EXTRACTED RECORDS Start Marker
PR #72, opened 2016-02-23
Add PostgreSQL backend using LISTEN/NOTIFY

jeremyevans:
This supports PostgreSQL as a backend.  Originally, I attempted to
just provide a replacement Redis object that duck-typed and worked
on PostgreSQL, but due to differences between PostgreSQL and Redis
I was not able to get it to reliably pass the multi_process_spec.

This adds a lib/message_bus/postgres/reliable_pub_sub.rb file
with the PostgreSQL support.  To use the support, you currently
need to require that file manually, then pass a
:pub_sub_class=>MessageBus::Postgres::ReliablePubSub option in
your redis_config.  Connection options to PostgreSQL go in a
:pg_config subhash.

One significant difference between this PostgreSQL backend and the
Redis one is the dropping of channel-specific backlog ids. The
PostgreSQL backend only stores a single backlog id, not separate
global and channel backlog ids.  I don't think the lack of a
channel specific backlog id should be a problem. As long as the
channel backlog id is monotonically increasing, no messages
should be missed.

This does make some minor changes to the specs to make them support
both Redis and PostgreSQL.  Most of the changes are simple and
self explanatory.  I did add a ensure exit!(0) to the specs that
fork.  You can't call a normal exit in these specs, as the
garbage collector messes with the database connection sockets,
you need to call exit!(0) to skip that.  I added the ensure because
if there is an exception, it will be caught by minitest, but the
specs will keep running in both the child and parent processes.

Currently, the PostgreSQL backend does not automatically create the
table for you on first use, you need to do that manually by calling
MessageBus::Postgres::ReliablePubSub.setup!, which also clears the
table if it already exists.

This PostgreSQL backend reliably passes all specs for me, and works
for me in a simple application.  However, I didn't do any testing
with it at scale.


lib/message_bus.rb
```diff
@@ -182,7 +181,12 @@ def reliable_pub_sub=(pub_sub)
   def reliable_pub_sub
     @mutex.synchronize do
       return nil if @destroyed
-      @reliable_pub_sub ||= MessageBus::Redis::ReliablePubSub.new redis_config
+      @reliable_pub_sub ||= if redis_config[:pub_sub_class]
+        redis_config[:pub_sub_class].new redis_config
```
SamSaffron: redis_config seems a bit odd here especially if sent to a non redis class...

lib/message_bus/postgres/reliable_pub_sub.rb
```diff
@@ -0,0 +1,445 @@
...
+    @pid = Process.pid
+    reconnect
+  end
+
+  def sync
+    @mutex.synchronize{yield}
+  end
+
+  def hold
+    if Process.pid != @pid
```
SamSaffron: nice that you added fork detection!

lib/message_bus.rb
jeremyevans: Agreed, but changing that requires changing the MessageBus API.

SamSaffron:
This is fantastic! 

A few points 

- I would like to get rid of the redis legacy here, the api should be message buses api not redises... 

- we need to update the readme to explain usage

- we should strip the runtime dependency on redis

SamSaffron:
Yep fine to make this a 2.0 release and break APIs if needed, this is better for the project.

SamSaffron:
technically we are in 2.0 beta at the moment, so breaking APIs is ok ...

jeremyevans:
That sounds good.  Which parts do you want me to take care of?  There's still a lot of redis-specific naming in the PostgreSQL backend, but that should be fairly simple for me to remove.   I didn't do that yet to make diffing between the redis backend and postgres backend easier.

In terms of the non-PostgreSQL specific code, such as changing `redis_config` to `config`, is that something you would like to take care of? 

In terms of README changes explaining how to use the PostgreSQL support, I think the way it works now is a little suboptimal.  But since you are open to API change, I think something like:

```ruby
MessageBus.config(:redis) # default
BUS = MessageBus::Instance.new
BUS.config(:postgres, :user=>'...', :dbname=>'...') # connection options
```

would be better than the current API.  `config` here would set the default backend and connection options for the bus.  This would require `message_bus/backends/#{backend}`, allowing support for external backends.  If `config` hasn't been called before `reliable_pub_sub` is needed, then redis will be assumed to not needlessly break backwards compatibility.

SamSaffron:
Ideally if you could take care of the kaboodle, I am really struggling for
time over the next 4 weeks as I am on the move...

Totally open to that API change sounds good to me, but I would extend it
somewhat...

group_id_lookup, user_id_lookup, site_id_lookup are all configuration
settings and should be fed in via the config object.

perhaps

MessageBus.config(
  backend: {store: :pg, setting...}
  user_id_lookup: proc{|env| ... }
)

etc...

jeremyevans:
OK.  I'll try to work on this starting tomorrow.

SamSaffron:
Awesome !

jeremyevans:
I think I have an idea why this is occasionally failing on Travis.  I'm having a hard time reproducing it locally, with 99/100 times it passing, probably due to faster hardware.  Tomorrow I'm going to try refactoring the PostgreSQL backend to always use a new connection for the LISTEN, instead of one from the pool.  I think the unsubscribe logic can also be simplified, and the fork detection logic in the connection pool and during LISTEN can probably be improved.  It may also be that GC is being run in the child process and causing issues in the parent due to sharing the socket (see https://github.com/ged/ruby-pg/blob/master/ext/pg_connection.c#L167).  The only way to fix that currently is to always keep a reference to any inherited sockets in child processes, so that they never get GCed.  Another way to fix that would be to change ruby-pg to only call `PQfinish` on the connection if the current pid is the pid that created the connection.  I'll see if the ruby-pg maintainers would be amenable to that.

jeremyevans:
@SamSaffron  I think this is ready to be merged.  No errors when running locally with MULTI_PROCESS_TIMES=500.  I'd like to get your review and OK before I merge this.

jeremyevans:
After removing the sleep call from the multi_process_spec and running the specs again, I had one failure after a few hundred runs, with only 99/100 messages received.  This turned out to be caused by another race issue in the postgres backend due to INSERT vs. COMMIT timing. I've tested this with MULTI_PROCESS_TIMES=2000 without failures.

SamSaffron:
Awesome lets merge this in. 

Will do a new beta on Monday, and amend Discourse to use the new APIs

jeremyevans:
Great! I started work on an in-memory backend today.  I originally tried fakeredis with the existing redis backend, but the latest release is 18 months old and doesn't support publish/subscribe, and the master branch didn't work with the current redis backend.  I hope to have the in-memory backend ready by early next week, it's already at only 6-7 spec failures.

I think the APIs are stable, so releasing a beta is fine, but I'd like the 2.0 final release to include the in-memory backend, assuming I can get it working in time.  What's your ETA for a 2.0 final release?

SamSaffron:
ETA wise, I would like to run beta in production for at least 2 weeks
before stamping out 2.0 final, so let's aim for 2-3 weeks from now, does
that work for you?

jeremyevans:
Sure, that's fine.  I should have the in memory backend finished by mid next week, it's a lot simpler than the postgres backend.

jeremyevans:
I've been torture testing the postgres backend since Friday afternoon, with MULTI_PROCESS_TIMES=100000.  Results:

```
Finished in 137932.223651s, 0.7255 runs/s, 1.4508 assertions/s.

100073 runs, 200118 assertions, 0 failures, 0 errors, 1 skips
```

I'm confident there are no race conditions left.

SamSaffron:
Wow, super duper awesome.

SamSaffron:
I did a release, have a look through my tiny commits, I changed the default pg user for test and disabled verbose logging in redis ... upgrade was totally painless, so not on breaking change really is not needed.

https://github.com/discourse/discourse/commit/5dd746d61f7298b12830b2a1d0f82736c2d52fdc 

Can you review changelog for your changes and clean up to taste? 

:+1:  on all your work here it is Awesome

jeremyevans:
Changes look good.  I was planning on renaming the `MESSAGE_BUS_REDIS_CONFIG`, but looks like you beat me to it.

One possible feature I was thinking of adding to the postgres backend is an option for only clearing the backlog every x number of messages (e.g. every 100 or 1000), instead of on every message.  I haven't benchmarked it yet, but I'm guessing that would significantly improve publish speed. If you don't need exact backlog clearing it's probably a good tradeoff. Thoughts on that?

SamSaffron:
yes definitely, a low / high watermark is a much better policy there, got
to be careful with deadlocks when deleting batches though (and possibly
delete in a transaction so its faster)

SamSaffron:
also just thinking out loud about an edge cases we may hit, what happens
when message number 2147483647 is hit?

jeremyevans:
In the postgres backend, the deletion is on rows where `id < $oldest_id_to_keep`.  So this wouldn't change the queries at all, it just wouldn't run the deletion query on most publish calls.

And I used a 64-bit counter, not a 32-bit one, so we can basically ignore wrap around. :)

SamSaffron:
Nice, looks good to me

We should try to bench performance of redis vs pg for release cause that
would also help guide people to picking the right backend for the job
EXTRACTED RECORDS End Marker
→ TO DO:
Return solely the count of lines in the data above in which the word "APIs" occurs.

→ ANSWER SPACE:
4